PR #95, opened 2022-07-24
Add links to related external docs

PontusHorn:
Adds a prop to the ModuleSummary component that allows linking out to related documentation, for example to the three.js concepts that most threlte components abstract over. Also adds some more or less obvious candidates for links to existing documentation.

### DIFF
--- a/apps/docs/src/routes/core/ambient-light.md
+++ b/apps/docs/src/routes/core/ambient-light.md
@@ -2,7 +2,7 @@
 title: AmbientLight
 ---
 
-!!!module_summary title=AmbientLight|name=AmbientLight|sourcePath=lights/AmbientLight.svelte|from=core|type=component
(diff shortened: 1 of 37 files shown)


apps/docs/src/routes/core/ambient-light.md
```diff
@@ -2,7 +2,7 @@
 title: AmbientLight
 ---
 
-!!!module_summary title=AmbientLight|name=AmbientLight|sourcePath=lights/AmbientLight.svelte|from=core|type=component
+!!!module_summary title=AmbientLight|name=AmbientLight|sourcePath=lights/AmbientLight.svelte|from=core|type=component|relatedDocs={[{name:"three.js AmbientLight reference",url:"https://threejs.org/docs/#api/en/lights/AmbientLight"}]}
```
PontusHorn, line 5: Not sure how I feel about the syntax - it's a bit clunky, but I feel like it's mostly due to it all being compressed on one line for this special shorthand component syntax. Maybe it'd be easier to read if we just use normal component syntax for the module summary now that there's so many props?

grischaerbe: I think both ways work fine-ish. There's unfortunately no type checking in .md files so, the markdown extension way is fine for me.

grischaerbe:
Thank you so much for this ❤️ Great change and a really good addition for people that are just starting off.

::::::

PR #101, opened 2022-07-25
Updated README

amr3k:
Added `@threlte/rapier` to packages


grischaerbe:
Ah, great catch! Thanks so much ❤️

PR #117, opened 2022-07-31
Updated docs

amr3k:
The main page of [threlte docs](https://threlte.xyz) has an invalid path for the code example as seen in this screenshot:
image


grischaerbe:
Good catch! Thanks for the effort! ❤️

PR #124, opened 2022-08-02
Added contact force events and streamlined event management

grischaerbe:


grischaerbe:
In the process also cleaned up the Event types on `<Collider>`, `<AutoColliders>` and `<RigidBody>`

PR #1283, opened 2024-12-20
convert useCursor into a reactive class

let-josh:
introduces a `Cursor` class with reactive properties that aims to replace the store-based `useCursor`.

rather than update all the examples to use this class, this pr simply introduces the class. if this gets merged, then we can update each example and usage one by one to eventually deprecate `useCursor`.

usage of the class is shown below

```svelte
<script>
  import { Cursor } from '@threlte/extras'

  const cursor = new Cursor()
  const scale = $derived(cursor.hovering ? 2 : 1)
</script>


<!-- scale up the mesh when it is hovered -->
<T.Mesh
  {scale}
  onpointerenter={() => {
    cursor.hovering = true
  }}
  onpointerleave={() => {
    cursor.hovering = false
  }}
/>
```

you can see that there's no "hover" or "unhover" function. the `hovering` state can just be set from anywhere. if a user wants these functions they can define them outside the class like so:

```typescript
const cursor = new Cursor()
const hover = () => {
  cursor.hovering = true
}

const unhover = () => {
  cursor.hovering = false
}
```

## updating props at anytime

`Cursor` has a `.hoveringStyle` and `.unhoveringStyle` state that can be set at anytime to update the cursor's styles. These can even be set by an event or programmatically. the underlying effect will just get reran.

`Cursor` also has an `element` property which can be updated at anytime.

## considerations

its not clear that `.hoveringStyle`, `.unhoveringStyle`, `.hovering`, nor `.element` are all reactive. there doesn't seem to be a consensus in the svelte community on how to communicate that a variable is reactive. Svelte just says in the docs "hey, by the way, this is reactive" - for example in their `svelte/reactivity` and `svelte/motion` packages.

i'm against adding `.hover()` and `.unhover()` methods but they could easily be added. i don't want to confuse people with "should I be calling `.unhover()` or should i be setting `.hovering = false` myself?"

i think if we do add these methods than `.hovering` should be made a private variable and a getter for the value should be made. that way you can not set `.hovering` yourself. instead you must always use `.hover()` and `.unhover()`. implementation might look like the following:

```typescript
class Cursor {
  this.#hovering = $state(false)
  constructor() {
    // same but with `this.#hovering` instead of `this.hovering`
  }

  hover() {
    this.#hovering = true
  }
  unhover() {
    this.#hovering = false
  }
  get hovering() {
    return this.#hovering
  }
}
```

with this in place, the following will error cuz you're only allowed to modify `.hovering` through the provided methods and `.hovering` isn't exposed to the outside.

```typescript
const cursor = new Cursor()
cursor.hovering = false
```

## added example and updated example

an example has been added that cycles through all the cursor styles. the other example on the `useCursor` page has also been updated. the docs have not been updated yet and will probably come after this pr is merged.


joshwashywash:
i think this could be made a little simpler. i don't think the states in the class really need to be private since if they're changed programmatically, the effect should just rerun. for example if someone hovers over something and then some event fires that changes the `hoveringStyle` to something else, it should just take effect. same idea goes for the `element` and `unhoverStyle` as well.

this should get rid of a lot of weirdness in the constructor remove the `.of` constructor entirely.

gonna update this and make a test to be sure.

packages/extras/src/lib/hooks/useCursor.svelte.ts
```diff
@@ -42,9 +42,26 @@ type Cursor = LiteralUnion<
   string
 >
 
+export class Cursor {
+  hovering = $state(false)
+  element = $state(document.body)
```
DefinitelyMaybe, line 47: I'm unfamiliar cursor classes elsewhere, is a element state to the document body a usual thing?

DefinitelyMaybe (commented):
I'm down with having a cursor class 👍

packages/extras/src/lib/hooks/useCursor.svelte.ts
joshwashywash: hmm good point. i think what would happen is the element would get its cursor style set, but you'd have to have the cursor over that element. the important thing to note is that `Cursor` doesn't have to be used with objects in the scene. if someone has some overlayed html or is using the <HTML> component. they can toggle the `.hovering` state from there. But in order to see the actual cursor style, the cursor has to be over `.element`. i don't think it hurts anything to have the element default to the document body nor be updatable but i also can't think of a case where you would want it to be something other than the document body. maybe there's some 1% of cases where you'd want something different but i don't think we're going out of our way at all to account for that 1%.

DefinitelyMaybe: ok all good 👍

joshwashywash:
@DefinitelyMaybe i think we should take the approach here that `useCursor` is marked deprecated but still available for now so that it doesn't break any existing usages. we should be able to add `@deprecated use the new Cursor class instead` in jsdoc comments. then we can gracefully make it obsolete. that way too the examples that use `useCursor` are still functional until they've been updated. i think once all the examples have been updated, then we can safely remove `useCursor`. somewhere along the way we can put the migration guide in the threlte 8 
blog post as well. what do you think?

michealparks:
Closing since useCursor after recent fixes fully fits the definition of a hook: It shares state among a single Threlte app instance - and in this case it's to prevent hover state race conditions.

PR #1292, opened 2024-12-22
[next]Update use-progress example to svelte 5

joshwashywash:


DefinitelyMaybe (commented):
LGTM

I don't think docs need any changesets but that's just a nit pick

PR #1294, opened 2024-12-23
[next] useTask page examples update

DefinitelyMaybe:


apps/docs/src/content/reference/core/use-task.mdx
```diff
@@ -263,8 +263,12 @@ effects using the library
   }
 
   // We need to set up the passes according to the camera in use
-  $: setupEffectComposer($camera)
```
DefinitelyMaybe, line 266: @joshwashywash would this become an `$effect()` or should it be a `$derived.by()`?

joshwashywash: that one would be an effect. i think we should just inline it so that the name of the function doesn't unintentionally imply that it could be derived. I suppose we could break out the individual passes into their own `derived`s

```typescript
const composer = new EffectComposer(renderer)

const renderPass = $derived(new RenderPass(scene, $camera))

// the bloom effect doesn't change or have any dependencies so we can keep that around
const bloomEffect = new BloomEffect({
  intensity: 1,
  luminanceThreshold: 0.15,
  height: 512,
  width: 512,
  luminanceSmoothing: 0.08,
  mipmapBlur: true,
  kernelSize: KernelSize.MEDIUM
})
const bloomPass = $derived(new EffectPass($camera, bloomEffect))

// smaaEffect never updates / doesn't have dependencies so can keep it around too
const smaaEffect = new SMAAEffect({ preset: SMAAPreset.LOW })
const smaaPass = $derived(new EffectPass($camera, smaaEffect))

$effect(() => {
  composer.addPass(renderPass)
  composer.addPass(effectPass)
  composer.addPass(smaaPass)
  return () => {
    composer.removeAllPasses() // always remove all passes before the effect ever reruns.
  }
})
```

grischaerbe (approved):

::::::

* Exercise directions *
Above are the records. Copy the lines beginning at the one that has "Updated README" and ending with the one that has "updated at anytime.", unchanged.

* Answer section *
Updated README

amr3k:
Added `@threlte/rapier` to packages


grischaerbe:
Ah, great catch! Thanks so much ❤️

PR #117, opened 2022-07-31
Updated docs

amr3k:
The main page of [threlte docs](https://threlte.xyz) has an invalid path for the code example as seen in this screenshot:
image


grischaerbe:
Good catch! Thanks for the effort! ❤️

PR #124, opened 2022-08-02
Added contact force events and streamlined event management

grischaerbe:


grischaerbe:
In the process also cleaned up the Event types on `<Collider>`, `<AutoColliders>` and `<RigidBody>`

PR #1283, opened 2024-12-20
convert useCursor into a reactive class

let-josh:
introduces a `Cursor` class with reactive properties that aims to replace the store-based `useCursor`.

rather than update all the examples to use this class, this pr simply introduces the class. if this gets merged, then we can update each example and usage one by one to eventually deprecate `useCursor`.

usage of the class is shown below

```svelte
<script>
  import { Cursor } from '@threlte/extras'

  const cursor = new Cursor()
  const scale = $derived(cursor.hovering ? 2 : 1)
</script>


<!-- scale up the mesh when it is hovered -->
<T.Mesh
  {scale}
  onpointerenter={() => {
    cursor.hovering = true
  }}
  onpointerleave={() => {
    cursor.hovering = false
  }}
/>
```

you can see that there's no "hover" or "unhover" function. the `hovering` state can just be set from anywhere. if a user wants these functions they can define them outside the class like so:

```typescript
const cursor = new Cursor()
const hover = () => {
  cursor.hovering = true
}

const unhover = () => {
  cursor.hovering = false
}
```

## updating props at anytime

`Cursor` has a `.hoveringStyle` and `.unhoveringStyle` state that can be set at anytime to update the cursor's styles. These can even be set by an event or programmatically. the underlying effect will just get reran.

`Cursor` also has an `element` property which can be updated at anytime.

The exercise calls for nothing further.